The above installs all available transforms and both the python and Ray runtimes.

NOTE: As of this writing, on linux systems there is an
[issue](https://github.com/IBM/data-prep-kit/issues/873)
installing `fasttext` for the `lang_id` transform.
A workaround is to
[install using conda](quick-start.md#conda).
Alternatively, you may choose to install only the transform(s) of interest (see below).

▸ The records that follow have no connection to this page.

PR #11100, opened 2021-12-15
First part of ZONEMD support

omoerbeek:
### Short description

1) Define record type
2) Verification according to RFC, including many failure cases and RSIG handling. Support sha384 and sha512
3) Unit tests, including all examples from RFC and a few failure cases.
4) Command line for pdnsutil: zonemd-verify-file

Based on POC from @Habbie, with many changes.

Things to be done I can think of (details to be decided):
 
For the Recursor: 
- validation of incoming zones (potentially Zone to Cache, RPZ, Auth-Zones). Those cases need to consider DNSSEC validation of ZONEMD records as well per RFC. Also config of zone should indicate if ZONEMD verification is required. For Zone to Cache and RPZ we can do that from Lua, for Auth Zones it is not immediately clear how.

For the Authoritative Server:
- verify/insert/update/remove ZONEMD in DB 
- send ZONEMD out on AXFR. 
- verify incoming AXFR ZONEMD. 

Both should be handled in separate PRs imo.

### Checklist

I have:
- [X] compiled this code
- [X] tested this code
- [X] documented the code

### DIFF
--- a/pdns/pdnsutil.cc
+++ b/pdns/pdnsutil.cc
@@ -3200,7 +3200,7 @@ try
   }
   else if (cmds.at(0) == "unset-nsec3") {
     if(cmds.size() < 2) {
-      cerr<<"Syntax: pdnsutil unset-nsec3 ZON"<<endl;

When installing select transforms, users can specify the name of the transform in the pip command, rather than [all]. For example, use the following command to install only the pdf2parquet transform:
```bash
pip install 'data-prep-toolkit-transforms[pdf2parquet]'
```
As an alternative, installing in a conda environment
can be found
[here](quick-start.md#conda).

### Run a transform at the command line
Here we run the `pdf2parquet` transform on its input data to
import pdf content into rows of a parquet file.
First, we load some data for the transform to run on using the following python code:
```python
import urllib.request
import shutil
shutil.os.makedirs("input", exist_ok=True)
urllib.request.urlretrieve("https://raw.githubusercontent.com/IBM/data-prep-kit/dev/transforms/language/pdf2parquet/test-data/input/archive1.zip", "input/archive1.zip")
urllib.request.urlretrieve("https://raw.githubusercontent.com/IBM/data-prep-kit/dev/transforms/language/pdf2parquet/test-data/input/redp5110-ch1.pdf", "input/redp5110-ch1.pdf")
```
```shell
% ls input
archive1.zip redp5110-ch1.pdf
```

Next we run `pdf2parquet` on the data in the `input` folder.
```shell
python -m dpk_pdf2parquet.transform_python \
--data_local_config "{ 'input_folder': 'input', 'output_folder': 'output'}" \
--data_files_to_use "['.pdf', '.zip']"
```
Parquet files are generated in the designated `output` folder:
```shell
% ls output
archive1.parquet metadata.json redp5110-ch1.parquet
```
All transforms are runnable from the command line in the manner above.